Audi prône l'analogique et rejette l'ère des écrans tactiles géants dans ses véhicules
Il est grand temps de secouer ce cocon de plastoc brillant que l’on appelle désormais l’« intérieur de voiture moderne ». Entre la manie des écrans tactiles géants et l’obsession des interfaces flashy, le monde automobile semble avoir décidé de troquer tout ce qui est tactile et satisfaisant contre des surfaces lisses qui respawnent les doigts comme une mauvaise idée de design venue d’outre-mer. Cependant, dans ce déluge digital, Audi pointe un doigt accusateur et annonce son retour à l'authenticité — un plaidoyer pour l’analogique dans une ère de surabondance numérique.

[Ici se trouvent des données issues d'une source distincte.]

PR #19, opened 2020-01-23
Responsive Ads

jeffersonrabb:
### All Submissions:

* [ ] Have you followed the [Newspack Contributing guideline](https://github.com/Automattic/newspack-plugin/blob/master/.github/CONTRIBUTING.md)?
* [ ] Does your code follow the [WordPress' coding standards](https://make.wordpress.org/core/handbook/best-practices/coding-standards/) and [VIP Go coding standards](https://vip.wordpress.com/documentation/vip-go/code-review-blockers-warnings-notices/)?
* [ ] Have you checked to ensure there aren't other open [Pull Requests](../../pulls) for the same update/change?

This PR approaches the the problem of responsive ads by rendering containers for each defined size and using media queries to control visibility. 

#### The Problem 

In Newspack plugin's Ads UI it is possible to define multiple sizes for a single unit. We incorrectly assumed that this would cause the appropriate creative to be served based on viewport size, but this functionality doesn't come for free. 

#### Research

[This doc](https://support.google.com/admanager/answer/7177589?hl=en) states:

> You can use CSS Media queries to define different ad sizes based on viewports

For non-AMP, [this doc](https://support.google.com/admanager/answer/3423562?hl=en&authuser=0) explains an approach to responsiveness using GPT `defineSizeMapping`. I wasn't enthusiastic about taking different approaches to AMP and non-AMP, so I opted to use CSS media queries in the non-AMP solution as well.

#### Approach

The idea here is that banner units should be treated as responsive (above header/below header/footer), while other ad units should not (widget, blocks, etc). This approach applies new rendering logic only to ad units in placements that suggest responsiveness. The rendering takes all of the sizes defined for the assigned ad unit and renders a separate container for each one. CSS is rendered programmatically that will hide/show each container based on viewport size. 

#### Open Questions

1. The documentation seems to fully support this approach for AMP, but I'm not 1000% confident that this is the right approach for non-AMP requests. The concern is that by defining multiple slots for the same unit the ad will be served more than once, and possibly counted.

2. If a user wished to use a different unit for mobile in the same location, we don't yet have an answer. 

3. The generated media queries assume the unit will be full width. In other words, if the defined sizes are 320x50 and 728x90, the resulting media queries would look like this:

```
@media (min-width:728px){}
@media (min-width:320px) and (max-width:728px){}
```
Is it appropriate that these match precisely to the size of the units, or should we account for any padding?

1. Create a Google Ad Manager ad unit with a typical desktop banner size (e.g. 728x90) and a typical mobile size (320x50). Use creative that will clearly show if the unit is appropriate for the viewport. Alternatively contact me or @philipjohn for sample codes to use.
2. Before switching any branches, ad this unit in Newspack plugin with both sizes defined. In Pre-defined ad placements, set the unit to display in `Global: Above Header`.
3. Verify that the ad is NOT responsive. Sometimes you'll see the mobile creative in desktop, and you should almost always see the desktop creative in mobile, overflowing the container.
4. Switch `newspack-ads` to this branch, and switch `newspack-plugin` to https://github.com/Automattic/newspack-plugin/pull/403.
5. After the switch the add should be responsive. You should see the correct creative for desktop and mobile. If you resize a window from one to the other you should see the creative change. 
6. Verify in both AMP and non-AMP requests.

### Other information:

* [ ] Have you added an explanation of what your changes do and why you'd like us to include them?
* [ ] Have you successfully ran tests with your changes locally?

### DIFF
--- a/includes/class-newspack-ads-blocks.php
+++ b/includes/class-newspack-ads-blocks.php
@@ -140,7 +140,7 @@ class Newspack_Ads_Blocks {
 
 		$formatted_sizes = [];
 		foreach ( Newspack_Ads_Model::$ad_ids as $unique_id => $ad_unit ) {
-			$sizes = $ad_unit->sizes;
+			$sizes = $ad_unit['sizes'];
 			usort(
 				$sizes,
 				function( $a, $b ) {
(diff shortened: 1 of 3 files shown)


jeffersonrabb:
Thanks for reviewing on such short notice!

Audi et le rejet de l'écran géant
Dans une déclaration qui a eu l’effet d’une boulette de viande lancée dans une réunion de végétariens, Audi se déclare en guerre contre la tendance des tablettes intégrées dans le tableau de bord. Son nouveau directeur du design, Massimo Frascella, crache des vérités : les grands écrans n’apportent rien, si ce n’est des distractions dignes d’un mauvais thriller. Selon lui, l’ergonomie doit renoncer à ces imprécations technologiques au profit d’une expérience de conduite intuitive.
Le retour du vrai luxe
Le projet Concept C, présenté à Munich, sera la pierre angulaire de cette nouvelle ère. Avec un écran pliable qui se fait oublier et des commandes en aluminium anodisé, Audi semble avoir emprunté une page du livre de recettes du vrai luxe. Alors que d'autres marques (on les connaît bien) se battent pour savoir qui aura le plus grand écran, Audi fait le pari audacieux que « less is more » pourrait sauver nos rétines et nos nerfs.
Une tactilité retrouvée
Et ce fameux « clic Audi » ? Voilà un souvenir qui se faisait rare. Frascella prône le retour d’une interface qui entoure chaque commande d’une sensation qui demeure encore inégalée. Étrangement, cela semble devenir une devise : plus de boutons physiques, plus de joie tactile. La magie des générations passées où tourner un bouton vous faisait vous sentir maître de votre capot doit renaître. Oui, on parle encore d’une voiture ici, pas d’un smartphone, en dépit de ce que les marques veulent nous faire croire.
Réponses de la concurrence
La réaction de Mercedes-Benz, en comparaison, était celle d’un enfant qui a perdu son jouet préféré. Gorden Wagener, son directeur du design, a soigneusement décrié le design d’Audi, le qualifiant de « trop rétro » — un point de vue qui s’ajoute à la cacophonie ambiante où être « à la pointe » équivaut trop souvent à être ennuyeusement uniforme. Étrangement, même le responsable logiciel de chez Mercedes a alors admis que l’ergonomie physique des boutons pouvait souvent surpasser la magie floue des interfaces numériques.
Le design intérieur comme reflet de la société
Audi ne se contente pas de redessiner ses véhicules, mais de poser des questions fondamentales sur la direction dans laquelle la technologie automobile doit avancer. Alors que la société moderne nous pousse vers une dépendance à la technologie, cette démarche remet en question un paradigme : l'évolution doit-elle vraiment être synonyme de régression en matière d’expérience utilisateur ? Audi semble convaincre qu'une symbiose entre le numérique et l'analogique pourrait bien offrir le meilleur des deux mondes.
Alors, alors que les constructeurs rivalisent pour créer le prochain gadget superflu, Audi clame haut et fort que l’avenir de l’automobile pourrait ne pas se trouver dans des écrans à en perdre la tête, mais plutôt dans la simplicité d'un vrai volant et des commandes que l'on entend claquer. En fin de compte, est-ce vraiment trop demander ? Peut-être qu’il est temps que d’autres commencent à remettre leurs priorités en place. À ce rythme, un retour aux bonnes vieilles voitures en fer n’est plus qu’un désir qui pourrait devenir une réalité, et ce, avec style.